Mas também é verdade que já caminhámos muito. Hoje, os gays podem casar em Portugal. Adotar. Amar em liberdade. Podemos ver-nos representados em filmes, na moda, nas capas de revistas. Podemos marchar nas ruas, de cabeça erguida. Podemos dizer “sou gay” sem ter de o sussurrar, e isso é imenso. Cada beijo dado em público, cada história contada, cada conquista legal é uma pedra na fundação de um mundo mais justo. É a prova viva de que, apesar de tudo, o amor resiste.
E noutras paragens, também há vitórias inspiradoras: mais de 35 países já legalizaram o casamento igualitário, entre eles os EUA, Canadá, Reino Unido, França, Alemanha, Brasil, África do Sul e Austrália. A visibilidade melhorou em campanhas publicitárias, na representação política, e há leis que protegem contra discriminação no trabalho, na saúde e na educação. São conquistas lentas, mas firmes que mostram que a marcha do orgulho é, cada vez mais, uma marcha de humanidade.
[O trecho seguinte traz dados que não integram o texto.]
PR #485, opened 2018-11-19
"Play to this point" and "Record from here"

tourdedave:

### DIFF
--- a/packages/selenium-ide/scripts/jest/test.config.js
+++ b/packages/selenium-ide/scripts/jest/test.config.js
@@ -1,10 +1,10 @@
-import "jest-dom/extend-expect"; // matchers for view tests
+import 'jest-dom/extend-expect' // matchers for view tests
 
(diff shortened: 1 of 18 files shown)


Jongkeun:
@tourdedave , let me know why "play from here" changed to "play to this point"?
I have used the feature well.
I was embarrassed by the delete of that feature.

tourdedave:
Given the fact that playback has global state like control flow, variables, and callstack... you can no longer play from the middle of a test case. If you want to work with commands in the middle of a test case you can set a break point and play the test case -- it will pause at the break point in the debugger (this is what `Play to this point` does for you). You can then execute individual commands from the middle of the test case or resume the test case to play all of the remaining commands.

Jongkeun:
Yes, correct. I hope that my users are programmers. haha
They don't know why they have to classify the units independently.
Thank you.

Este meu post não é apenas uma homenagem a Matthew Shepard. É também uma promessa, a mim mesmo e a quem me lê, de que continuarei a usar as palavras, a criatividade e a liberdade que tenho para lembrar, lutar e inspirar. Porque o orgulho é isso: ser quem somos, com coragem, por nós e por quem ainda não pode.
“Ser gay é apenas uma parte de mim. Mas é a parte que, durante anos,
tentei e tentaram apagar. Hoje, é a parte que me dá mais força para continuar.”
João Libério
E que nunca nos esqueçamos: pessoas como Matthew Shepard e figuras como Harvey Milk ou Marsha P. Johnson, a mulher trans negra que enfrentou a polícia em Stonewall (28 de Junho de 1969, daí o Pride recair neste mês), não morreram em vão. As suas vozes ecoam em cada conquista, em cada bandeira do arco-íris erguida, em cada mão dada em público. Eles abriram caminho para que hoje se possa amar com mais liberdade. A luta continua, sim. Mas também continua a esperança. E é nela que resistimos; com orgulho, com amor, com verdade.